With the ongoing effects of climate change established, many people have scrutinized their personal rates of consumption and attempted to reduce their individual impact. Now, some are even ranking their post-mortem carbon footprints.

According to the Green Burial Council, the reviewing body for the Sanctuary and similar establishments, there are approximately 350 green burial cemeteries in the U.S. and Canada. There are a growing number in the Blue Ridge region, including a handful in Virginia and Tennessee. Human composting is also gaining traction in the West, with a bill pending in California. If passed, that state would be the fourth to legalize the practice, joining Colorado, Oregon, and Washington.

“The numbers have gone up, the number of people who say they would consider a green burial,” McDuff says.

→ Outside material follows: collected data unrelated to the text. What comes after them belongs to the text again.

PR #27, opened 2011-12-22
Quickstart 22: ready for review

npfr:
Quickstart 22: EARs are still supported in EE6 - some users will still want the EJB JARs, potentially multiple WARs all wrapped up in an EAR 

Ready for review.


sgilda:
Paul, 
I had trouble finding this project and eventually figured out it's the one in your "quickstarts/ear" folder. Is that correct? 
I think the name is too generic. Could you rename it in a similar manner as your 'ejb-in-ear' quickstart? 
Maybe 'ejbjar-and-war-in-ear' or 'ejb-and-war-in-ear' or something else more descriptive so that it doesn't conflict with other EAR projects?
Thanks!

sgilda:
Paul, in the meantime I decided to test your 'ear' project. I can successfully run 'mvn clean package'. 

However, when I run 'mvn jboss-as:deploy' against jboss-as-web-7.0.2.Final, I get a BUILD FAILURE:
[ERROR] No plugin found for prefix 'jboss-as' in the current project and in the plugin groups [org.apache.maven.plugins, org.codehaus.mojo] available from the repositories [local (/home/sgilda/.m2/repository), central (http://repo1.maven.org/maven2)] -> [Help 1]

It does deploy successfully though. I can see the deployment in the server console and am able to access the quickstart in a browser "http://localhost:8080/jboss-as-ear/".

Do you know why I'm getting the above error message?

npfr:
@sgilda Thanks for taking a look.

The quickstart was originally called "ejbjar-and-war-in-ear" but this resulted in rather strange artifact IDs for the child poms:

jboss-as-ejbjar-and-war-in-ear-ejb
jboss-as-ejbjar-and-war-in-ear-web
jboss-as-ejbjar-and-war-in-ear-ear

Do I need to follow the naming convention:

jbos-as-<quickstart.name>-<child_pom.name>

I agree the name 'ear' is to generic for the quickstart. Could I rename the quickstart to "ejbjar-and-war-in-ear", but keep the artefact ids the same? I think I would be breaking your naming convention if I did?

npfr:
@sgilda 

All you need to do is run 'mvn clean package'. I was having trouble invoking the deploy plugin from the root pom, for just the ear pom. The problem I had was that maven failed because (I think) it couldn't find this plugin in the ejb and web poms.

I modified the lifecycle of the deploy plugin to run at the 'package' phase. On second thoughts, this is probably a hack. It doesn't make sense to do a deployment during the package phase.

I'm in the process of figuring out how to do the deploy only when the jboss-as:deploy goal is specified.

I've managed to avoid using maven until I (recently) joined JBoss, so you will need to excuse my lack of knowledge in this area ;-)

sgilda:
I agree that the suggested names are long and awkward, but I would 
prefer to keep some sort of naming convention. It will be less confusion 
for customers and there will be less chance that 2 quickstarts will 
deploy with the same web context.

Can you change it to ejb-in-ear. That is much shorter and consistent 
with your other quickstart, ejb-in-war. I think that is descriptive for 
the quickstart, don't you?

sgilda:
Yes, this does sound like a hack ;-).

I don't have much Maven experience, but I'll take a look at it. If we 
can't figure it out, we can ask for help from the Maven experts after 
the holidays.

npfr:
@sgilda 

I've renamed the quickstart to ejb-in-ear and also updated the artift ids in the poms.

With some help from @tomjenkinson I've got the deployment working outside of the package phase. You can now type:

mvn package jboss-as:deploy

to build and deploy from the root pom.

I think it's ready for another review.

Thanks,

Paul.

npfr:
@Sgilda, @pmuir 

I've applied the relevant comments from https://github.com/jbossas/quickstart/pull/26 to this quickstart.

ejb-in-ear/ear/pom.xml
```diff
@@ -0,0 +1,88 @@
...
+         xsi:schemaLocation="http://maven.apache.org/POM/4.0.0 http://maven.apache.org/maven-v4_0_0.xsd">
+
+    <!--
+        This pom builds the EAR artifact and includes the ejb and web modules.
+    -->
+
+    <modelVersion>4.0.0</modelVersion>
+
+    <groupId>org.jboss.as.quickstarts</groupId>
+    <artifactId>jboss-as-ejb-in-ear-ear</artifactId>
```
pmuir, line 12: I think we need to come up with a better name for this quickstart. What about giving it a non-descriptive name, or a name related to the domain, rather than the technology? Not sure...

pmuir:
Other than the insane-name issue, this looks good to me, so if Sande is happy one of us can merge it :-)

npfr:
Yeah, it's certainly a tricky one to name. Have you read through our naming discussion above?

sgilda:
Pete, can think of a good name for it that will make it unique and descriptive?

pmuir:
Not really, let's go with this for now.

pmuir:
Merged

McDuff and Gordon are some of these people. McDuff intends to be interred at the Warren Wilson College Cemetery, a tiny graveyard abutting one of the college’s many cow pastures. She negotiated to be buried sans vault and un-embalmed, after convincing the Warren Wilson Cemetery board to waive the stipulation entirely.

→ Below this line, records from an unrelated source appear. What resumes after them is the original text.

PR #28, opened 2011-12-22
Quickstart #06: JSF, Richfaces

bleathem:


sgilda:
Brian,
This is great example! I do have a few comments and suggestions. 
-  In the README file, the header says 'Numberguess Example', but when you run the quickstart, It should be 'Helloworld JSF Example.
-  It would be nice if the README had a little more information about what is different about this example. Maybe more about what's going on in the code and the use of Rich Faces.
-  Could you add more information about what you should expect to see when you run it? I was a little thrown when I accessed the page. There was no page title or header and It was already filled in with a default name. It would be nice if the page had a header or title like "Helloworld using JSF and RichFaces" or something that describes the example. It would also be nice if it had instructions, like "Type a name in the input field and watch the following text change as you type. This is all done without a round-trip to the server..." or something like that to give them an idea of the benefit of the example.
  What do you think?

bleathem:
These are great suggestions Sande, I've updated the pull request taking your suggestion into account.

helloworld-jsf/README.md
```diff
@@ -0,0 +1,17 @@
...
+
+The example can be deployed using Maven from the command line or from Eclipse using
+JBoss Tools.
+
+To set up Maven or JBoss Tools in Eclipse, refer to the _Getting Started Guide_.
+
+To deploy to JBoss AS 7, start JBoss AS 7, and type `mvn package jboss-as:deploy`. 
+The application is deployed to <http://localhost:8080/jboss-as-helloworld-jsf>. You
+can read more details in the _Getting Started Guide_.
\ No newline at end of file
```
pmuir: Just for consistency, could we align this readme to the others used. For example https://github.com/jbossas/quickstart/blob/master/kitchensink/readme.md

helloworld-jsf/pom.xml
```diff
@@ -0,0 +1,155 @@
...
+         is deployed -->
+      <finalName>jboss-as-helloworld-jsf</finalName>
+      <plugins>
+         <plugin>
+            <artifactId>maven-war-plugin</artifactId>
+            <version>2.1.1</version>
+            <configuration>
+               <!-- Java EE 6 doesn't require web.xml, Maven needs to catch 
+                  up! -->
+               <failOnMissingWebXml>false</failOnMissingWebXml>
```
pmuir: This comment and config is not needed as you are using a web.xml

helloworld-jsf/README.md
bleathem: Sure, I'll change it, but I _was_ being consistent with the REAME of the numberguess project:
https://raw.github.com/jbossas/quickstart/master/numberguess/README.md
The quickstart instructions suggest the numberguess example as a good example to follow:
https://docs.jboss.org/author/display/AS71/Writing+a+quickstart

Perhaps we should change the instructions, or update the README of numberguess.

pmuir: Yep, this is our mistake, we'll update it :-)

pmuir:
Generally looking great!

bleathem:
Suggested changes applied.

pmuir:
Thanks Brian. I squashed all your commits down to one, and merged it :-D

Gordon plans for an even simpler sendoff. “I wanna be buried in a shroud,” he says, referring to the option of going into the ground wrapped in nothing but cloth. “That’s my present inclination.”

There’s also a spiritual reason to opt for green burial. Occasionally, the bereaved join Gordon during his daylong digs at the Sanctuary. When they do, the effect is palpable.

“The physicality of it, I think, aids in the grief process,” Gordon says. “The sweating and the exerting and relating of earth and dirt in this service of this person you love. You can tell it benefits people. It’s cathartic.”

Cassie Barrett, director of operations at the Sanctuary, concurs. “When you watch a grave come to a full close, it really helps to integrate ‘this is real.’ You can literally feel the atmosphere shift, no exaggeration. Even if you understand [a green burial] conceptually...you do not understand it until you experience it. A lot of burials we do, the person’s in a shroud, and in that case you see the form of their body.”

This removal of barriers is just as much a shot in the arm against death phobia—sort of an existential immersion therapy—as it is an ecological practice. Gordon, McDuff, and Barrett comprise a portion of a growing community. Each are hopeful that more people will be called to practice green burial—first as facilitators and, eventually, as clientele. To hear them tell it, no work may be more important.

“How we relate with [death] is foundational to how we relate with truth on a personal and a cultural level,” Gordon says. “Death is the truest thing about us.”